Task inputs below:

PR #5076, opened 2021-12-12
[Feature] Emote Autocomplete

dclstn:
### Things that need fixed
1. Not mounting correctly on chat reload (twitch)
2. Preserve twitch input state

https://user-images.githubusercontent.com/43322006/155929112-5b55756e-4889-4965-a148-86046c2d3d04.mp4


src/modules/emote_autocomplete/components/Emotes.jsx
```diff
@@ -0,0 +1,92 @@
...
+const shortenName = (displayName) => displayName.split(' ')[0];
+
+let navigationCallback;
+function setNavigationCallback(callback) {
+  navigationCallback = callback;
+}
+
+export default function Emotes({chatInputElement, repositionPopover, autocomplete}) {
+  const [emotes, setEmotes] = useChatInput(chatInputElement);
+  const shortEmotes = useMemo(() => emotes.slice(0, calcMaxHeight()), [emotes]);
```
night, line 33: what happens when a resize occurs? do we care?

src/modules/emote_autocomplete/hooks/ChatInput.jsx
```diff
@@ -0,0 +1,39 @@
+import {useEffect, useState} from 'react';
+import emoteMenuViewStore from '../../../common/stores/emote-menu-view-store.js';
+import {getAutocompletable} from '../../../utils/autocomplete.js';
+
+function handleChatInput() {
+  const focusedWord = getAutocompletable();
+
+  if (focusedWord != null) {
+    const strippedFocusedWord = focusedWord.replace(/\s|:/g, '');
```
night, line 9: is this reliable? should this be returned parsed from the function above?

src/modules/emote_autocomplete/hooks/ChatInput.jsx
```diff
@@ -0,0 +1,39 @@
...
+
+export default function useChatInput(chatInputElement) {
+  const [emotes, setEmotes] = useState([]);
+
+  useEffect(() => {
+    function keydownCallback() {
+      const updateEmotes = () => setEmotes(handleChatInput());
+
+      if (!emoteMenuViewStore.isLoaded()) {
+        emoteMenuViewStore.once('updated', updateEmotes);
```
night, line 25: every key down will subscribe to this, which adds a ton of additional listeners that will call updateEmotes when the load occurs. is there a way to detect this and load once only on hook mount? should the hook be listening itself?

src/modules/emote_autocomplete/twitch/EmoteAutcomplete.jsx
```diff
@@ -0,0 +1,102 @@
...
+
+      mountedNode = whisperContainer;
+    }
+
+    this.show();
+  }
+
+  show() {
+    const autocompleteContainer = document.querySelector(EMOTE_AUTOCOMPLETE_CONTAINER_SELECTOR);
+    const emoteMenuEnabled = settings.get(SettingIds.EMOTE_AUTOCOMPLETE);
```
night, line 65: we seem to load the setting twice, when we could pass this in as a variable

src/modules/emote_autocomplete/twitch/EmoteAutcomplete.jsx
```diff
@@ -0,0 +1,102 @@
...
+      return;
+    }
+
+    listener = domObserver.on(TWITCH_AUTOCOMPLETE_CONTAINER_SELECTOR, (node, isConnected) => {
+      if (!isConnected) {
+        return;
+      }
+
+      if (isEmoteAutocompletable()) {
+        node.parentElement.remove();
```
night, line 98: should this use css instead?

src/modules/emote_autocomplete/twitch/EmoteAutcomplete.jsx
```diff
@@ -0,0 +1,102 @@
...
+    }
+
+    autocompleteContainer.classList.toggle(styles.hideEmoteAutocomplete, !emoteMenuEnabled);
+  }
+
+  autocomplete({code}) {
+    const currentValue = twitch.getChatInputValue();
+    const parts = currentValue.split(' ');
+    parts.pop();
+    parts.push(code);
```
night, line 78: can you explain this logic? is it safe/reliable to pop the last value?

src/modules/emote_autocomplete/components/EmoteWhisper.jsx
```diff
@@ -0,0 +1,22 @@
...
+        open
+        placement={null}
+        speaker={
+          <AutocompletePopover
+            chatInputElement={chatInputElement}
+            boundingQuerySelector={boundingQuerySelector}
+            autocomplete={autocomplete}
+          />
+        }>
+        <span />
```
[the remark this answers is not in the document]
dclstn: rsuite requires a html element as a child

src/modules/emote_autocomplete/components/Emotes.jsx
dclstn: do you think the user will resize the window whilst writing a message with autocomplete open?

src/modules/emote_autocomplete/components/Emotes.jsx
```diff
@@ -0,0 +1,120 @@
...
+  }, [emotes, selected]);
+
+  if (!open || emotes.length === 0) {
+    return null;
+  }
+
+  return (
+    <div className={styles.emotes} ref={localRef}>
+      <EmotesHeader getAutocomplete={getAutocomplete} />
+      <AutoSizer disableHeight>
```
night, line 97: we do we need this? could we show the first n results instead? as a user types more characters the list becomes more filtered, which gives them choices closer to what they want. we do not want people to browse the entire emote list here, but rather for them to press an arrow key or tab no more than a few times to get where they need to go

src/modules/emote_autocomplete/components/Emotes.jsx
```diff
@@ -0,0 +1,120 @@
...
+
+  if (currentHeight > window.innerHeight - BOTTOM_OFFSET) {
+    currentHeight = window.innerHeight - BOTTOM_OFFSET;
+  }
+
+  return currentHeight;
+}
+
+let navigationCallback;
+function setNavigationCallback(callback) {
```
night, line 30: could we set this in the component itself rather than as a singleton?

src/modules/emote_autocomplete/components/AutocompletePopover.jsx
```diff
@@ -0,0 +1,58 @@
...
+import classNames from 'classnames';
+import Popover from 'rsuite/Popover';
+import mergeRefs from 'react-merge-refs';
+import styles from './AutocompletePopover.module.css';
+import Emotes from './Emotes.jsx';
+import repositionPopover from '../../../utils/popover.js';
+import useResize from '../../../common/hooks/Resize.jsx';
+
+const TOP_PADDING = 2;
+const DEFAULT_POPOVER_WIDTH = 300;
```
night, line 11: why 300? should the popover be more dynamically in width? have we considered different sized embeds?

src/modules/chat_tab_completion/index.js
```diff
@@ -55,6 +56,10 @@ class ChatTabcompletionModule {
   }
 
   onKeydown(e, includeUsers = true) {
+    if (emoteAutocomplete.isEnabled()) {
```
night, line 59: it isn't really `enabled`, but rather it is active

src/modules/emote_autocomplete/twitch/EmoteAutocomplete.jsx
```diff
@@ -0,0 +1,90 @@
...
+        whisperContainer
+      );
+
+      mountedNode = whisperContainer;
+    }
+
+    this.show();
+  }
+
+  show() {
```
night, line 54: this function name does not perform the action which is occurring.

src/modules/emote_autocomplete/twitch/EmoteAutocomplete.jsx
```diff
@@ -0,0 +1,90 @@
...
+    const emoteMenuEnabled = settings.get(SettingIds.EMOTE_AUTOCOMPLETE);
+
+    if (!emoteMenuEnabled && mountedNode != null) {
+      ReactDOM.unmountComponentAtNode(mountedNode);
+    }
+  }
+
+  isEnabled() {
```
night, line 62: `isActive`

src/modules/emote_autocomplete/twitch/EmoteAutocomplete.jsx
```diff
@@ -0,0 +1,90 @@
...
+    return settings.get(SettingIds.EMOTE_AUTOCOMPLETE) && this.getAutocomplete() != null;
+  }
+
+  autocomplete({code}) {
+    const currentValue = twitch.getChatInputValue();
+
+    const lastSpaceIndex = currentValue.lastIndexOf(' ');
```
night, line 69: what happens when there is not a space? isn't that a negative index?

src/modules/emote_autocomplete/twitch/EmoteAutocomplete.jsx
```diff
@@ -0,0 +1,90 @@
...
+    if (!emoteMenuEnabled && mountedNode != null) {
+      ReactDOM.unmountComponentAtNode(mountedNode);
+    }
+  }
+
+  isEnabled() {
+    return settings.get(SettingIds.EMOTE_AUTOCOMPLETE) && this.getAutocomplete() != null;
+  }
+
+  autocomplete({code}) {
```
night, line 66: `replaceChatInputPartialEmote` might be clearer, as it is replacing the partial emote code in the chat input

src/modules/emote_autocomplete/twitch/EmoteAutocomplete.jsx
```diff
@@ -0,0 +1,90 @@
...
+    const currentValue = twitch.getChatInputValue();
+
+    const lastSpaceIndex = currentValue.lastIndexOf(' ');
+    const newValue = `${currentValue.substring(0, lastSpaceIndex)} ${code}`;
+
+    twitch.setChatInputValue(newValue, true);
+  }
+
+  getAutocomplete() {
```
night, line 75: this name is not super clear. the logic is really `getChatInputPartialEmote`

src/modules/emote_autocomplete/hooks/ChatInput.jsx
```diff
@@ -0,0 +1,48 @@
...
+    return [];
+  }
+
+  const strippedFocusedWord = focusedWord.replace(/\s|:/g, '');
+  const foundEmotes = emoteMenuViewStore.search(strippedFocusedWord);
+
+  return foundEmotes.map((emote) => emote.item);
+}
+
+export default function useChatInput(chatInputElement, getAutocomplete) {
```
night, line 15: this hook name doesn't make much sense. `useChatInput` implies you are retrieving the chat input, but that is not what is happening here. I would recommend refactoring this logic:

1. rename to `useChatInputPartialEmote`
2. make this hook responsible solely for propagating and returning input changes corresponding to partial emotes in the chat.
3. move store listening logic to another hook, if need be. more ideally, consider making a hook for listening to a store and unlistening from it on unmount and using it where we need updates to the store.

usage could look like:
```
const partialEmoteCode = useChatInputPartialEmote(chatInputElement, getChatInputPartialEmoteCode);
const emotes = useEmoteMenuViewStore((emotes) => emotes.search(partialEmoteCode).map((emote) => emote.item))
```

src/modules/emote_menu/components/EmoteMenuPopover.jsx
```diff
@@ -21,47 +23,10 @@ const EmoteMenuPopover = React.forwardRef(
...
-
-    useEffect(() => {
-      function handleResize() {
-        repositionPopover();
-        // Twitch animates chat moving on zoom changes
-        setTimeout(repositionPopover, 500);
-      }
-
-      window.addEventListener('resize', handleResize);
+    const reposition = () => repositionPopover(localRef, boundingQuerySelector, TOP_PADDING);
```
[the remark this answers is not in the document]
dclstn: imo this is too specific to this component as we also call `reposition()` on emotes (matches) length change

src/modules/emote_menu/components/EmoteMenuPopover.jsx
```diff
@@ -37,11 +31,7 @@ const EmoteMenuPopover = React.forwardRef(
           full>
           <EmoteMenu
             toggleWhisper={toggleWhisper}
-            appendToChat={(...args) => {
-              const result = appendToChat(...args);
-              repositionPopover();
```
dclstn, line 77: this was doing nothing

src/modules/emote_autocomplete/twitch/EmoteAutocomplete.jsx
```diff
@@ -0,0 +1,84 @@
...
+
+  isActive() {
+    return settings.get(SettingIds.EMOTE_AUTOCOMPLETE) && this.getChatInputPartialEmote() != null;
+  }
+
+  replaceChatInputPartialEmote({code}) {
+    const currentValue = twitch.getChatInputValue();
+
+    const lastSpaceIndex = currentValue.lastIndexOf(' ');
+    const newValue = lastSpaceIndex < 0 ? code : `${currentValue.substring(0, lastSpaceIndex)} ${code}`;
```
night, line 64: im curious: why not use the same regex for getting the input, and replacing the input?

```
const PARTIAL_EMOTE_REGEX = /:([a-z0-9-_.:]+?)(:|$)/i;
...
retest.exec(':test:') -> [':test:', 'test', ':', index: 0, input: ':test:', groups: undefined]
'test :testa:'.replace(retest, 'lol') -> 'test lol'
```

src/modules/emote_autocomplete/components/Emotes.jsx
```diff
@@ -0,0 +1,152 @@
...
+  useEffect(() => {
+    function handleOutsideClick(event) {
+      if (localRef.current == null) {
+        return;
+      }
+
+      setOpen(localRef.current.contains(event.target));
+    }
+
+    window.addEventListener('mousedown', handleOutsideClick);
```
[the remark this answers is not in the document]
dclstn: this is intentional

End of Task inputs.

For each line in the records that holds "search", show that line as it stands.

+  const foundEmotes = emoteMenuViewStore.search(strippedFocusedWord);
const emotes = useEmoteMenuViewStore((emotes) => emotes.search(partialEmoteCode).map((emote) => emote.item))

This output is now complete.